A Toponym Resolution Pipeline for Digitised Historical Newspapers
Other
7 stars 1 forks source link

Umbrella ticket: Output Format and Exploration #164

Open dcsw2 opened 1 year ago

dcsw2 commented 1 year ago

Add requests here for research requirements

kmcdono2 commented 1 year ago

Two core approaches to working with the toponyms:

  1. analyzing toponyms independently --> see discussion of this as viz in #166 This could provide sample-level information such as:
    • average #/min/max of toponyms per article and per title
    • spatial "center" of resolved toponyms (e.g. where do they cluster) per article and per title
    • how many toponyms of each type (location, building, street, etc.) in total sample

And, for every resolved and unresolved toponym in the corpus/sample:

  1. analyzing toponyms dependent on their linguistic context Basic format would allow us to analyze toponyms within the context of other words in the article.
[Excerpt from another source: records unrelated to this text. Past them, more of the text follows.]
PR #2094, opened 2019-07-18
Set Default PowerShell Version on Windows to Latest Available

SydneyhSmith:
## PR Summary

Updated the default PowerShell path on Windows to check for the latest version (previous behavior defaulted to Windows PowerShell). Also removed an SSL check that is no longer necessary. 

## PR Checklist

- [X] Summarized changes
- [x] PR has tests

### DIFF
--- a/src/platform.ts
+++ b/src/platform.ts
@@ -73,7 +73,7 @@ export function getDefaultPowerShellPath(
     if (platformDetails.operatingSystem === OperatingSystem.Windows) {
         if (use32Bit) {
             psCoreInstallPath =
-            (platformDetails.isProcess64Bit ? process.env['ProgramFiles(x86)'] : process.env.ProgramFiles)
+            (platformDetails.isProcess64Bit ? process.env["ProgramFiles(x86)"] : process.env.ProgramFiles)
             + "\\PowerShell";
         } else {
 
--- a/src/platform.ts
+++ b/src/platform.ts
@@ -98,7 +98,7 @@ export function getDefaultPowerShellPath(
                 return powerShellExePath = psCorePaths[0].exePath;
             }
         }
-        
+
         if (use32Bit) {
                 powerShellExePath =
                     platformDetails.isOS64Bit && platformDetails.isProcess64Bit
--- a/src/platform.ts
+++ b/src/platform.ts
@@ -99,6 +99,7 @@ export function getDefaultPowerShellPath(
             }
         }
 
+        // No PowerShell 6+ detected so use Windows PowerShell.
         if (use32Bit) {
                 return platformDetails.isOS64Bit && platformDetails.isProcess64Bit
                         ? SysWow64PowerShellPath
--- a/src/platform.ts
+++ b/src/platform.ts
@@ -109,7 +109,7 @@ export function getDefaultPowerShellPath(
                     !platformDetails.isOS64Bit || platformDetails.isProcess64Bit
                         ? System32PowerShellPath
                         : SysnativePowerShellPath;
-            }
+        }
     } else if (platformDetails.operatingSystem === OperatingSystem.MacOS) {
         // Always default to the stable version of PowerShell (if installed) but handle case of only Preview installed
         powerShellExePath = macOSExePath;
--- a/src/platform.ts
+++ b/src/platform.ts
@@ -108,7 +108,7 @@ export function getDefaultPowerShellPath(
         return !platformDetails.isOS64Bit || platformDetails.isProcess64Bit
                  ? System32PowerShellPath
                  : SysnativePowerShellPath;
-    }   if (platformDetails.operatingSystem === OperatingSystem.MacOS) {
+    } if (platformDetails.operatingSystem === OperatingSystem.MacOS) {
         // Always default to the stable version of PowerShell (if installed) but handle case of only Preview installed
         powerShellExePath = macOSExePath;
         if (!fs.existsSync(macOSExePath) && fs.existsSync(macOSPreviewExePath)) {
--- a/src/platform.ts
+++ b/src/platform.ts
@@ -76,10 +76,10 @@ export function getDefaultPowerShellPath(
                 (platformDetails.isProcess64Bit ? process.env["ProgramFiles(x86)"] : process.env.ProgramFiles)
             + "\\PowerShell";
         } else {
-
             psCoreInstallPath =
                 (platformDetails.isProcess64Bit ? process.env.ProgramFiles : process.env.ProgramW6432) + "\\PowerShell";
         }
+        
         if (fs.existsSync(psCoreInstallPath)) {
             const arch = platformDetails.isProcess64Bit ? "(x64)" : "(x86)";
             const psCorePaths =
@@ -98,6 +98,7 @@ export function getDefaultPowerShellPath(
                 return powerShellExePath = psCorePaths[0].exePath;
             }
         }
+        
         if (use32Bit) {
                 powerShellExePath =
                     platformDetails.isOS64Bit && platformDetails.isProcess64Bit
--- a/src/platform.ts
+++ b/src/platform.ts
@@ -229,7 +229,7 @@ export function getAvailablePowerShellExes(
         exePaths.forEach((exePath) => {
             if (fs.existsSync(exePath)) {
                 paths.push({
-                    versionName: "PowerShell " + (/-preview/.test(exePath) ? " Preview" : ""),
+                    versionName: "PowerShell" + (/-preview/.test(exePath) ? " Preview" : ""),
                     exePath,
                 });
             }
--- a/src/platform.ts
+++ b/src/platform.ts
@@ -79,7 +79,7 @@ export function getDefaultPowerShellPath(
             psCoreInstallPath =
                 (platformDetails.isProcess64Bit ? process.env.ProgramFiles : process.env.ProgramW6432) + "\\PowerShell";
         }
-        
+
         if (fs.existsSync(psCoreInstallPath)) {
             const arch = platformDetails.isProcess64Bit ? "(x64)" : "(x86)";
             const psCorePaths =
--- a/src/platform.ts
+++ b/src/platform.ts
@@ -69,17 +69,39 @@ export function getDefaultPowerShellPath(
 
     // Find the path to powershell.exe based on the current platform
     // and the user's desire to run the x86 version of PowerShell
-    if (platformDetails.operatingSystem === OperatingSystem.Windows) {
-        if (use32Bit) {
-            powerShellExePath =
-                platformDetails.isOS64Bit && platformDetails.isProcess64Bit
-                    ? SysWow64PowerShellPath
-                    : System32PowerShellPath;
+        if (platformDetails.operatingSystem === OperatingSystem.Windows) {
+        const psCoreInstallPath =
+        (!platformDetails.isProcess64Bit ? process.env.ProgramW6432 : process.env.ProgramFiles) + "\\PowerShell";
+        if (fs.existsSync(psCoreInstallPath)) {
+            const arch = platformDetails.isProcess64Bit ? "(x64)" : "(x86)";
+            const psCorePaths =
+                fs.readdirSync(psCoreInstallPath)
+                .map((item) => path.join(psCoreInstallPath, item))
+                .filter((item) => {
+                    const exePath = path.join(item, "pwsh.exe");
+                    return fs.lstatSync(item).isDirectory() && fs.existsSync(exePath);
+                })
+                .map((item) => ({
+                    versionName: `PowerShell Core ${path.parse(item).base} ${arch}`,
+                    exePath: path.join(item, "pwsh.exe"),
+                }));
+
+            if (psCorePaths) {
+                powerShellExePath = psCorePaths[0].exePath;
+            }
+
         } else {
-            powerShellExePath =
-                !platformDetails.isOS64Bit || platformDetails.isProcess64Bit
-                    ? System32PowerShellPath
-                    : SysnativePowerShellPath;
+            if (use32Bit) {
+                powerShellExePath =
+                    platformDetails.isOS64Bit && platformDetails.isProcess64Bit
+                        ? SysWow64PowerShellPath
+                        : System32PowerShellPath;
+            } else {
+                powerShellExePath =
+                    !platformDetails.isOS64Bit || platformDetails.isProcess64Bit
+                        ? System32PowerShellPath
+                        : SysnativePowerShellPath;
+            }
         }
     } else if (platformDetails.operatingSystem === OperatingSystem.MacOS) {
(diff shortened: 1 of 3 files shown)


SydneyhSmith:
Looks like the error might be a result of the intended design-- the default PowerShell path is no longer Windows (as previously expected)
image

src/platform.ts
```diff
@@ -70,16 +70,38 @@ export function getDefaultPowerShellPath(
     // Find the path to powershell.exe based on the current platform
     // and the user's desire to run the x86 version of PowerShell
     if (platformDetails.operatingSystem === OperatingSystem.Windows) {
-        if (use32Bit) {
-            powerShellExePath =
-                platformDetails.isOS64Bit && platformDetails.isProcess64Bit
-                    ? SysWow64PowerShellPath
-                    : System32PowerShellPath;
+        const psCoreInstallPath =
+        (!platformDetails.isProcess64Bit ? process.env.ProgramW6432 : process.env.ProgramFiles) + "\\PowerShell";
```
corbob: Does `process.env.ProgramW6432` resolve properly on 32 bit Windows?

TylerLeonhardt: Not sure what you mean @corbob

src/platform.ts
```diff
@@ -70,16 +70,38 @@ export function getDefaultPowerShellPath(
...
+        if (fs.existsSync(psCoreInstallPath)) {
```
TylerLeonhardt: _Just_ in case someone went and created a `Program Files\PowerShell` path… we should refactor this if to say, if I’ve found a PowerShell Core, then return it, otherwise, use Windows PowerShell.

What I mean by this is:

```ts
if (fs.existsSync(psCoreInstallPath)) {

    // still do what you’re doing…

    if (psCorePaths) {
        return psCorePaths[0].exePath;
    }
}

// no ELSE, just go right to Windows PowerShell logic
if (use32Bit) {
    // …
```

src/platform.ts
TylerLeonhardt: negative ternary ops can be dangerous because the `!` is often overlooked. If you can flip this to be:
```suggestion
        (platformDetails.isProcess64Bit ? process.env.ProgramFiles : process.env.ProgramW6432) + "\\PowerShell";
```
it’s a bit more readable

corbob: Yes, it took me a good 5 minutes to wrap my head around what this was doing.

corbob: What I mean is that on 32 bit Windows, the environment variable `ProgramW6432` doesn't exist... So if someone is on 32 bit Windows with PowerShell Core installed (my first question is why?!?!?!?!) runs, it won't default to Core.

That being said: if I were to guess, I would say the number of people using vs code on 32 bit windows with PowerShell Core is probably really close to 0...

TylerLeonhardt: That's odd. What _is_ the 32bit program files location/is there an env var that gives us that?

corbob: on 32bit Windows it's just `ProgramFiles` and it resolves to C:\Program Files (usually)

Literally what format this should be (e.g. XML) is what I'm not sure about. For the paper we are working on, this would ideally include (not a complete list, but a start):
    • access to POS tags --> answer is to run sentences with nltk POS tagger --> documented in #167
    • the ability to analyze text within a window to either side of any toponym
kallewesterling commented 1 year ago

I'd be happy to talk through the format question, if you want, @kmcdono2!

dcsw2 commented 1 year ago

I sent an invite

kallewesterling commented 1 year ago

Thank you @dcsw2 - looking forward to chatting!

kmcdono2 commented 1 year ago

Decision to divide this ticket into separate tasks. #166 for the items under (1). Next week we will discuss how to prepare for (2).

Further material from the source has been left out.